I have both the Cliff and the MFC. I like them both. I think I like the MFC a little better because I have a clear lid so I can see the flys.


----------



## DeepSouthFly (Sep 7, 2016)

Drifter fly box on Ebay. Cheap and big enough for tarpon flies.


----------



## bone1fish (May 8, 2016)

Ha Ha, I also have one made from a pistol case. Works fine and free.


----------



## Megalops (Oct 23, 2011)

Damn timm change that avatar for crying out loud.


----------



## TylertheTrout2 (Apr 21, 2016)

Ive been happy with my MFC box for keeping onboard my skiff. Whenever i travel to fish with friends on their skiffs, I found myself wanting a small compact box for my boat bag i bring fishing with me.. just picked up a Cliff Bugger Box for my everyday snook, red and trout flies, i dont tie 65 different types of flies for my box, i keep to about 6 patterns that are tried and tru for me.. hate having to lug a briefcase fly box around when traveling.. both are quality boxes tho and gotta love the MFC for its water/element tight latches..


----------



## FlyWeight (Dec 18, 2017)

I use the Umpqua boat box and it’s great! I’ve never had an issue with water, and I fish from the kayak a lot. I really like it because it has some form on the outside side of the box, and I let my flies dry out before putting them back in the box.


----------



## TGlidden (May 24, 2013)

I switched from the Cliff box to MFC. Much better boat box, waterproof if needed and no foam peeling up from heat. Even in a hatch the Cliff box would get some water in it. Also, if you have larger hatch lids, Tackle Webs are nice to keep fly and lure boxes easy to get to


----------



## DeepSouthFly (Sep 7, 2016)

Those MFC boxes are just so dang expensive dudes. I know it's waterproof but I feel it's a little over kill for a box to hold some flies. I get it if you wade a lot or are keeping it on your kayak, but to keep in a hatch of a boat I couldn't spend that on a fly box.


----------



## texasag07 (Nov 11, 2014)

The same could be said for hells bay but hey nice gear usually isn’t cheap.


----------



## FlyWeight (Dec 18, 2017)

Buy nice, or buy twice!


----------



## DeepSouthFly (Sep 7, 2016)

texasag07 said:


> The same could be said for hells bay but hey nice gear usually isn’t cheap.


True dat


----------



## backbone (Jan 4, 2016)

I have had a box get soaked once and It was a pita to retie all 100 or so flies.
My time is worth the investment in a dry fly box.


----------



## DeepSouthFly (Sep 7, 2016)

backbone said:


> I have had a box get soaked once and It was a pita to retie all 100 or so flies.
> My time is worth the investment in a dry fly box.

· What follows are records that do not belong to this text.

PR #4291, opened 2024-02-01
[16.0][OU-ADD] stock

marielejeune:
This Pull Request cherry-picks commits from https://github.com/OCA/OpenUpgrade/pull/3966 where a huge work was already carried (thanks to hoangtiendung070797 for that) but where the last review comments are waiting since a long time.

More precisely, these 2 changes were performed, following the comments on the other PR:
* Method `rename_fields` already performs the column renaming, so calling `rename_columns` is useless.
* Fixed SQL query in `_compute_stock_location_replenish_location`.

PR #4070, opened 2023-07-08
[16.0][OU-ADD] account: Migration

ngochung207:
Video test localhost:
https://youtu.be/f1vUk11DpiU

PR #4302, opened 2024-02-14
[16.0][OU-ADD] repair: Migration scripts for v16

remi-filament:


pedrobaeza:
/ocabot migration repair

<dependency>Depends on : 

- stock : #4291
- sale_management : #4014

carlos-lopez-tecnativa (approved):
Please rebase the branch to run the CI.
Tested locally and it’s working fine.

carlos-lopez-tecnativa:

remi-filament:
Thanks @carlos-lopez-tecnativa rebase done

MiquelRForgeFlow (approved):
LGTM

openupgrade_scripts/scripts/repair/16.0.1.0/post-migration.py
```diff
@@ -0,0 +1,16 @@
...
+
+
+def _compute_repair_price_total(env, model):
+    fees = env[model].search([])
+    fees._compute_price_total_and_subtotal()
+
+
+@openupgrade.migrate()
+def migrate(env, version):
+    openupgrade.load_data(env.cr, "repair", "16.0.1.0/noupdate_changes.xml")
```
pedrobaeza, line 9: Reset the translations for the fields "name" and "description" of `mail_template_repair_quotation`

openupgrade_scripts/scripts/repair/16.0.1.0/post-migration.py
```diff
@@ -0,0 +1,16 @@
...
+    _compute_repair_price_total(env, "repair.fee")
+    _compute_repair_price_total(env, "repair.line")
```
pedrobaeza: This is totally useless.

```suggestion
```

Odoo is already computing these fields:

image

In fact, the improvement will be to do this by SQL instead.

openupgrade_scripts/scripts/repair/16.0.1.0/upgrade_analysis_work.txt
```diff
@@ -0,0 +1,26 @@
...
+
+repair       / repair.order             / location_id (many2one)        : now a function
+repair       / repair.order             / product_uom (many2one)        : now a function
+# NOTHING TO DO: field already existed (was a onchange)
+
+repair       / repair.order             / picking_id (many2one)         : NEW relation: stock.picking
+repair       / stock.picking            / repair_ids (one2many)         : NEW relation: repair.order
+# NOTHING TO DO: new relation
+
+repair       / stock.picking.type       / is_repairable (boolean)       : NEW hasdefault: compute
```
pedrobaeza, line 19: Is the default a good value?

pedrobaeza (changes requested):

openupgrade_scripts/scripts/repair/16.0.1.0/upgrade_analysis_work.txt
remi-filament: Hi @pedrobaeza thanks for your review
I think it is, it is checking whether the type is not incoming and has other types pointing to it with for return.
Anyhow, this new field allows then to create repair from the incoming picking so I suppose it is a good thing to have it possible by default ?

openupgrade_scripts/scripts/repair/16.0.1.0/post-migration.py
remi-filament: Fine I remove it then.
these methods are calling account.tax compute_all() function which is quite complex and I think is better done in python rather than in SQL.

openupgrade_scripts/scripts/repair/16.0.1.0/post-migration.py
remi-filament: Done

pedrobaeza (approved):

PR #4309, opened 2024-02-15
[14.0] Rename module delivery_roulier_laposte to delivery_roulier_laposte_fr

alexis-via:
Rename module delivery_roulier_laposte to delivery_roulier_laposte_fr (module from OCA/delivery-carrier)

### DIFF
--- a/openupgrade_scripts/apriori.py
+++ b/openupgrade_scripts/apriori.py
@@ -95,6 +95,8 @@ merged_modules = {
     "theme_graphene_blog": "theme_graphene",
     # odoo/enterprise
     "hr_holidays_gantt_calendar": "hr_holidays_gantt",
+    # OCA/delivery-carrier
+    "delivery_roulier_laposte": "delivery_roulier_laposte_fr",
     # OCA/intrastat-extrastat
     "hs_code_link": "product_harmonized_system_delivery",
     # OCA/event


florian-dacosta (approved):

MiquelRForgeFlow (changes requested):
I don't see where `delivery_roulier_laposte` module is (repo? version?), I cannot find it.

rvalyi:
> I don't see where `delivery_roulier_laposte` module is (repo? version?), I cannot find it.

The module is here https://github.com/OCA/delivery-carrier/tree/14.0/delivery_roulier_laposte_fr now I cannot find the former delivery_roulier_laposte. Was it ever publised in the OCA in some branch before 14.0?? If not, I'm not sure this rename should be part of the script. cc @alexis-via @florian-dacosta

legalsylvain:
The module is available here : https://github.com/akretion/delivery-carrier/tree/12-demo-laposte/delivery_roulier_laposte

ref : https://odoo-code-search.com/ocs/search?q=delivery_roulier_laposte

Indeed, never shared in OCA. 

@alexis-via, for such situation (previous version custom / new version OCA), you can use a dedicated branch like this one : 
https://github.com/OCA/OpenUpgrade/pull/4299

PR #4312, opened 2024-02-19
[ADD] apriori: rename account_invoice_tier_validation to account_move_tier_validation

kaynnan:
cc @marcelsavegnago @OCA/accounting-maintainers


MiquelRForgeFlow (changes requested):
Firstly, it should be in v13 in any case. Lastly, there is no direct correspondence in the data from one module to another. I mean, one would need migration scripts in account_move_tier_validation (in order to copy all the tier.validation info and tier.definition info from account.invoice to account.move). And I don't see it feasible. Until that is done, I close this PR.

PR #4316, opened 2024-02-22
[16.0][OU-IMP] sale: remove obsolete SQL views

remi-filament:
As per https://github.com/OCA/OpenUpgrade/issues/4313 this PR removes obsolete views from sale module


legalsylvain (approved):
Thanks !

rvalyi (approved):

pedrobaeza (approved):

PR #4318, opened 2024-02-23
[16.0][OU-ADD] mail_preview_base + mail_preview_audio: Merged into mail

victoralmau:
Merged `mail_preview_base` + `mail_preview_audio` to mail.

@Tecnativa TT44204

A lot of time and money gone on that deal. I found some smaller waterproof ones on e bay by Henry Fly Fishing. Priced great. They're big enough to hold a good amount of flies and small enough to fit in a sling pack or back pack.


----------



## obrientimm (Jan 28, 2013)

I went with the cliff justin case. Some of my buddies in the keys are telling me the MFC does get water in it. Lots of options out there. Almost went with the umpgua magnum just for the zerust tabs in them.


----------



## Backwater (Dec 14, 2014)

https://www.walmart.com/ip/Plano-Guide-3700-Series-Waterproof-Stowaway-Tackle-Box/17126451


----------



## flysalt060 (Aug 5, 2012)

2 big mfc's filled with streamers. Cliff booger box for wading with streamers in it. 2 umpqua boxes for saltwater stuff. Articulated 6 to8 inch streamers take up a lot of room.


----------



## texasag07 (Nov 11, 2014)

obrientimm said:


> I went with the cliff justin case. Some of my buddies in the keys are telling me the MFC does get water in it. Lots of options out there. Almost went with the umpgua magnum just for the zerust tabs in them.


I had a cheap fly box came with the zerust tabs in it pulled them out and placed them in the MFC box, which could be done with any brand.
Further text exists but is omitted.